To the misery of their parents, children don’t always believe in sleep. Why go to bed when there are so many things to play with, talk about, whine over or explore?
Most parents, like me, have concocted some clever schemes to get their children to bed when they just aren’t interested in doing so. Older brats can understand simple commands, and it’s hard to feel sympathy for their tears when you’re deprived of rest.
Younger children are harder. With babies and toddlers, there isn’t always an easy answer. Some of us have strapped their little booger in their car seats and gone for a drive. It doesn’t always work, but it’s fairly effective.
It didn’t work when my now four-year-old passed the year mark. My first child was sent from wherever babies come from as a ploy. A scheme to ensure I was confident in my parenting ability, a dirty trick to give me the good one first and think that’s as hard as babies get.
My second son Sam came into this world screaming and didn’t stop until he was three. There was no medical reason for it. There was no discomfort he had, no problems except being unable to tell us why he insisted on driving his parents mad.
We had to get extra creative to convince him sleep was the correct choice when he switched off his adorable nature to yell because he was tired and didn’t understand why.
Car rides? Sometimes, rarely. Rocking? No, that didn’t help. A bottle? No, he ate well already. Well, what do we do? He’s a year-and-a-half old and eventually the neighbors will think we’re torturing him.

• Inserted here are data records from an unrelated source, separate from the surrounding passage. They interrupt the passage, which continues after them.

PR #1506, opened 2025-03-03
Add canonicalization patterns and constant foldings for ModArith binary ops

Maokami:
This implements parts of #1216, focusing on binary arithmetic operations.
- Added constant folding
  - Assumes that all inputs and outputs of operations follow the canonical representation.
- Added canonicalization patterns
  - Most of these patterns are ported from [arith canonicalization patterns](https://github.com/llvm/llvm-project/blob/main/mlir/test/Dialect/Arith/canonicalize.mlir).
- Added corresponding tests
  - TODO? : I’m exploring the possibility of using the lean-mlir project for translation validation of these manually written tests. (related to #817)

### DIFF
--- a/lib/Dialect/ModArith/IR/ModArithCanonicalization.td
+++ b/lib/Dialect/ModArith/IR/ModArithCanonicalization.td
@@ -1,0 +1,280 @@
+#ifndef LIB_DIALECT_MODARITH_IR_MODARITHCANONICALIZATION_TD_
+#define LIB_DIALECT_MODARITH_IR_MODARITHCANONICALIZATION_TD_
+
+include "lib/Dialect/ModArith/IR/ModArithOps.td"
+include "mlir/IR/OpBase.td"
+include "mlir/IR/PatternBase.td"
+
+def Equal : Constraint<CPred<"$0 == $1">>;
+
+def IsZero : Constraint<CPred<"dyn_cast<IntegerAttr>($0).getValue().isZero()">>;
+def IsOne : Constraint<CPred<"dyn_cast<IntegerAttr>($0).getValue() == APInt(dyn_cast<IntegerAttr>($0).getValue().getBitWidth(), 1, true)">>;
+
+def IsMinusOne : Constraint<CPred<"dyn_cast<IntegerAttr>($1).getValue().zextOrTrunc(dyn_cast<ModArithType>($0.getType()).getModulus().getValue().getBitWidth()) == dyn_cast<ModArithType>($0.getType()).getModulus().getValue() - APInt(dyn_cast<ModArithType>($0.getType()).getModulus().getValue().getBitWidth(), 1)">>;
+
+def CreateZeroConstant : NativeCodeCall<
+   "$_builder.create<ConstantOp>($0.getLoc(), dyn_cast<ModArithType>($0.getType()), IntegerAttr::get(dyn_cast<ModArithType>($0.getType()).getModulus().getType(), 0));">
+  ;
+
+// add x, 0 -> x
+def AddZero : Pat<
+  (ModArith_AddOp $lhs, (ModArith_ConstantOp $cst)),
+  (replaceWithValue $lhs),
+  [
+    (IsZero $cst),
+  ]
+>;
+
+// sub x, 0 -> x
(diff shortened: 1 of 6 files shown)


lib/Dialect/ModArith/IR/ModArithDialect.cpp
```diff
@@ -158,6 +163,154 @@ void ConstantOp::print(OpAsmPrinter &p) {
...
 
+OpFoldResult ConstantOp::fold(FoldAdaptor adaptor) {
+  // constant(c0) -> c0 mod q
+  APInt cst = adaptor.getValue();
+
+  auto modType = dyn_cast_if_present<ModArithType>(getType());
+  if (!modType) return {};
+
+  // Retrieve the modulus value
+  int64_t modulus = modType.getModulus().getValue().getSExtValue();
```
j2kun, line 174: If the input is larger than fits in an int64_t, this will likely raise an error.

Is there anything stopping you from using `APInt` methods directly (E.g., `APInt::urem` and `APInt::operator+`)? Then this will be more generally useful.

I think the same is true for the binary op folders below.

To give his mom a break one night, I carried him outside. All kids love the outdoors, but no one as much as Sam. He had seen it all before, but the way he took it all in was like the first time, every time. He’d quiet down and I’d pace the front yard like a madman at 1 a.m. just to keep the sights fresh.
When the yard, street, trees and dirt stopped being fascinating, I only had one direction to go. Up.
It was a mostly cloudless night, but light pollution meant we could only see a few stars. I picked the biggest object in the sky and, with no other plan, pointed and told him all about the moon.
I’ll never forget the next thing he said. It was so eloquent for his age.
Two minutes later he was asleep, and I had found a new ally in my fight against sleep deprivation. We’d go out just to look at it sometimes, even before bedtime, just for fun.
Childlike wonder at any and everything is an incredible sight to behold. You get to see another thing like you experience the world, seeing things for the first time. Marveling at sights rarely seen. It’s bittersweet.
Looking back on it I have to ask myself. When was the last time I ever looked at anything the way my son looked at the moon?
As we age the novelty of our surroundings fades — the sharp edges of beauty dulled by familiarity. We develop adult problems, adult responsibilities. It’s the height of human stupidity that at first we welcome it. All we ever wanted was to grow up.
As our burdens stack, there are fewer wonders to be seen. The child goes away. We say he is dead. Gone forever, just like our innocence.
Some things, however, cannot die.
The child inside is just locked away, waiting for his moment to come back out and marvel again. I’d seen the moon countless times before that night, before I showed it to Sammy. Looking at it then, with him, I understood again. It’s a massive ball of rock orbiting in sync with us thousands upon thousands of miles away. It’s the reason the oceans behave the way they do. It’s so familiar, yet still an enigma. We’ve been there, a couple of us, but outside of photos we’ll never see the back of it. It’s inspired deities, legends, myths and was our first and still only stop in our species-wide quest for the stars.
I mean, how incredible is that when you really stop and think about it?
Don’t worry, if you think all that was boring, it’s because you’re hiding that child away (or you’re just an awful person what do I know?).
That kid isn’t dead, he’s just buried under a mountain of bills, stress and a body that seems to age faster the older you get.
Do me a favor, heck, do yourself a favor. Let him out every now and then. There are still wonders to be had, and that’s this week’s small victory.